🔓 Security

We enforce strict role-based access controls (RBAC) to ensure users have only the access they need. Single Sign-On (SSO) and Multi-Factor Authentication (MFA) strengthen authentication, with phishing-resistant FIDO2 hardware security keys deployed for privileged accounts. We leverage a centralised platform to manage identities, access, and user lifecycles seamlessly. Supported by robust Joiner-Mover-Leaver (JML) processes, this platform ensures consistent control and oversight. Conditional access policies authenticate both users and corporate devices, allowing only trusted endpoints to access critical systems. Regular access reviews, detailed logging, and anomaly detection further enhance security and maintain oversight.

We implement stringent data protection measures to ensure the security of sensitive information throughout its lifecycle. All data is encrypted at rest and in transit using AES-256 and TLS 1.2+, with encryption keys securely managed in a FIPS 140-2 compliant Key Management System (KMS). We have Data Loss Prevention (DLP) technology in place to prevent unauthorised data access or sharing, while threat intelligence capabilities extend protection by proactively monitoring for leaked credentials and exposed data on the dark web.

We conduct comprehensive pre-employment screening for all employees to ensure trust and compliance. Our team undergoes ongoing security training and awareness programs, including phishing simulations, social engineering training, and regulatory compliance workshops. By fostering a culture of security, we empower our employees to actively contribute to the protection of our platform.

Our advanced fraud prevention tools actively monitor for suspicious activities, such as unusual transaction patterns, ensuring potential threats are identified and mitigated early. Complementing this, we integrate proactive threat intelligence into our security framework, continuously monitoring the dark web, deep web, and public internet for leaked credentials, data exposure, phishing domains, and brand impersonation attempts.
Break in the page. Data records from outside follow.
PR #748, opened 2024-11-06
Allow improveIf of con/undet when only one constructor

### LINKED ISSUE #742: Evaluator regression
There appears to have been a regression in October 2020, in revision bad371b3, where @nanavati changed `improveIf` to not optimize constructors with undefined.  On the `b-lang-discuss` mailing list, an example was attached to message 712 ([here](https://groups.io/g/b-lang-discuss/message/712)), which I have boiled down to a small example:
```
import Vector::*;

`define Q_SIZE 8
typedef Bit#(2) T;

(*synthesize*)
module mkSample_code();

  Vector#(`Q_SIZE, Reg#(T))           vec_data  <- replicateM(mkRegU);
  Reg #(Maybe#(Vector#(`Q_SIZE, T)))  rg_1   <- mkRegU;
  Reg #(Maybe#(Vector#(`Q_SIZE, T)))  rg_2   <- mkRegU;
  Reg #(Vector#(`Q_SIZE, Bool))       rg_3   <- mkRegU;
  Reg #(Maybe#(Vector#(`Q_SIZE, T)))  rg_4   <- mkRegU;
  Reg #(Vector#(`Q_SIZE, Bool))       rg_5   <- mkRegU;

  rule r;
    Vector#(`Q_SIZE, T) tmp_data = readVReg (vec_data);

    if (rg_1 matches tagged Valid .d1)
      tmp_data  = d1;

    if (rg_2 matches tagged Valid .d2)
      begin
        for (int i = 0 ; i< `Q_SIZE ;i = i+1)
          begin
            if (rg_3[i] == True)
              tmp_data[i] = d2[i];
            end
      end

    if (rg_4 matches tagged Valid .d4)
      begin
        for (int i = 0 ; i< `Q_SIZE ;i = i+1)
          begin
            if (rg_5[i] == True)
              tmp_data[i] = d4[i];
          end
      end

    writeVReg(vec_data,tmp_data);
  endrule

endmodule
```

With older BSC (as far back as 2018 at least), it compiles in under a second; with newer BSC (at commit bad371b3 through to the latest release), it fails due to exceeding the max number unfolding steps.

The code is assigning a temporary variable with the values from a vector of registers, then dynamically adjusting elements of the variable's value, and then writing the variable's final values back to the registers.  The adjustments are the following:
1. If `rg_1` is valid, then replace the temp with that valid value
2. If `rg_2` is valid, then update elements from that valid value, when the corresponding value in `rg_3` is true (thus using `rg_3` as enable signals for the the data in `rg_2`)
3. The same as step 2, but using `rg_4` and `rg_5` as the data and enable signals

This should simplify.  I have not investigated why the commit broke things or what alternate optimization might help.  Ravi, is that something you could look at?

What is interesting is that removing step 1 causes the code to compile again.  Steps 2 and 3 are for-loops with vector indexing and updates; but step 1 is just a single if-statement (and no vector indexing).

If the change to `improveIf` is not vital to how BSC evaluates, perhaps a command-line flag can be added, to select the old behavior when people need it?

A workaround is to re-write the code to manually push the logic into the elements of the vector:
```
  rule r;
    Vector#(`Q_SIZE, T) tmp_data = readVReg (vec_data);

    for (int i = 0 ; i< `Q_SIZE ;i = i+1)
      begin
        if (rg_1 matches tagged Valid .d1)
          tmp_data[i]  = d1[i];

        if (rg_2 matches tagged Valid .d2)
          if (rg_3[i] == True)
            tmp_data[i] = d2[i];

        if (rg_4 matches tagged Valid .d4)
          if (rg_5[i] == True)
            tmp_data[i] = d4[i];
      end

    writeVReg(vec_data,tmp_data);
  endrule
```

quark17:
This fixes #742 by allowing `improveIf` to merge `ICCon` and `ICUndet` when the type has only one constructor, by pushing the conditional into the constructor arguments.

### DIFF
--- a/src/comp/IExpand.hs
+++ b/src/comp/IExpand.hs
@@ -4398,6 +4398,42 @@ improveIf f t cnd thn@(IAps chr@(ICon _ (ICPrim _ PrimChr)) ts1 [chr_thn])
   let chrArgType = iGetType chr_thn
   (e', _) <- improveIf f chrArgType cnd chr_thn chr_els
   return (IAps chr ts1 [e'], True)
+
+-- Push if improvement inside constructors when one arm is undefined
+-- and the type has only one constructor
+--
+-- Further down, a general improveIf rule optimizes 'if c e _' to just 'e'.
+-- But that can cause poor code generation for if-else chains returning
+-- the constructors of a union type, so an earlier improveIf rule catches
+-- that situation (before the general rule can apply).
+-- However, if there is only one constructor, we do want an optimization to apply,
+-- so we put that here, prior to the blocking rule.
+--
+improveIf f t cnd thn@(IAps (ICon i1 c1@(ICCon {})) ts1 es1)
+                  els@(ICon i2 (ICUndet { iuKind = u }))
+  | numCon (conTagInfo c1) == 1
+  = do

Our dedicated 24/7 incident response team follows predefined security protocols to rapidly contain and mitigate security incidents. Incident response plans are continuously tested to ensure swift remediation with minimal impact. Our business continuity and disaster recovery programs are regularly assessed to guarantee operational resilience in the event of disruptions.

Regular penetration testing is conducted in collaboration with CREST-accredited security firms and utilises CBEST to simulate real-world attack scenarios and uncover vulnerabilities. Alongside penetration testing, advanced tooling is employed for automated scanning and threat intelligence-led attack surface monitoring, providing proactive risk detection. The continuous vulnerability management program ensures that critical security patches and updates are applied promptly, minimising the attack surface and enhancing overall security.

Built on a robust three lines of defence model, our security framework ensures accountability and oversight at every level. Comprehensive policies, certified to the ISO 27001 standard, are regularly reviewed and updated to address emerging threats and compliance obligations. This governance model guarantees adherence to legal, financial, and cybersecurity standards, maintaining the integrity and resilience of our operations.

Shieldpay’s multi-cloud architecture, built on AWS and GCP, ensures scalability, security, and operational resilience. Our services are hosted across multiple availability zones, providing high availability, redundancy, and fault tolerance. To safeguard against service disruptions, we deploy automated scaling, DDoS mitigation, and Web Application Firewall (WAF) protection. Additionally, physical security measures at our cloud data centres include restricted access, biometric authentication, and 24/7 surveillance, ensuring a secure foundation for our platform.

We integrate security into every stage of the Software Development Lifecycle (SDLC) to ensure a resilient and secure platform. Our development process includes static and dynamic code analysis, secrets scanning, and mandatory peer code reviews to detect vulnerabilities early. Supply chain security is embedded into our CI/CD pipelines, with automated dependency scanning and integrity checks ensuring that only approved and secure components are included in releases. Regular penetration testing and threat modelling further strengthen our defences, ensuring every deployment meets the highest security standards.

Shieldpay is committed to transparency and continuous security improvement. Our Security Information and Event Management (SIEM) system provides real-time monitoring, logging, and analysis of security events across all systems. Regular internal and external security audits validate our compliance with industry best practices and regulatory standards.

Shieldpay maintains a rigorous third-party risk management program, ensuring that all vendors, suppliers, and partners adhere to our security and compliance standards. This includes thorough due diligence, ongoing monitoring, and security assessments to identify potential risks. Contractual agreements enforce strict security controls for all third-party engagements.

Our platform is protected by 24/7 security monitoring, real-time threat detection, and a dedicated security team. We use Extended Detection and Response (XDR) to provide advanced threat visibility across endpoints, networks, and cloud environments, enabling proactive threat hunting and rapid mitigation. Intrusion Detection and Prevention Systems (IDS/IPS) actively monitor and block suspicious activity. Embedded monitoring mechanisms, such as canary tokens, enhance our ability to detect unauthorised access.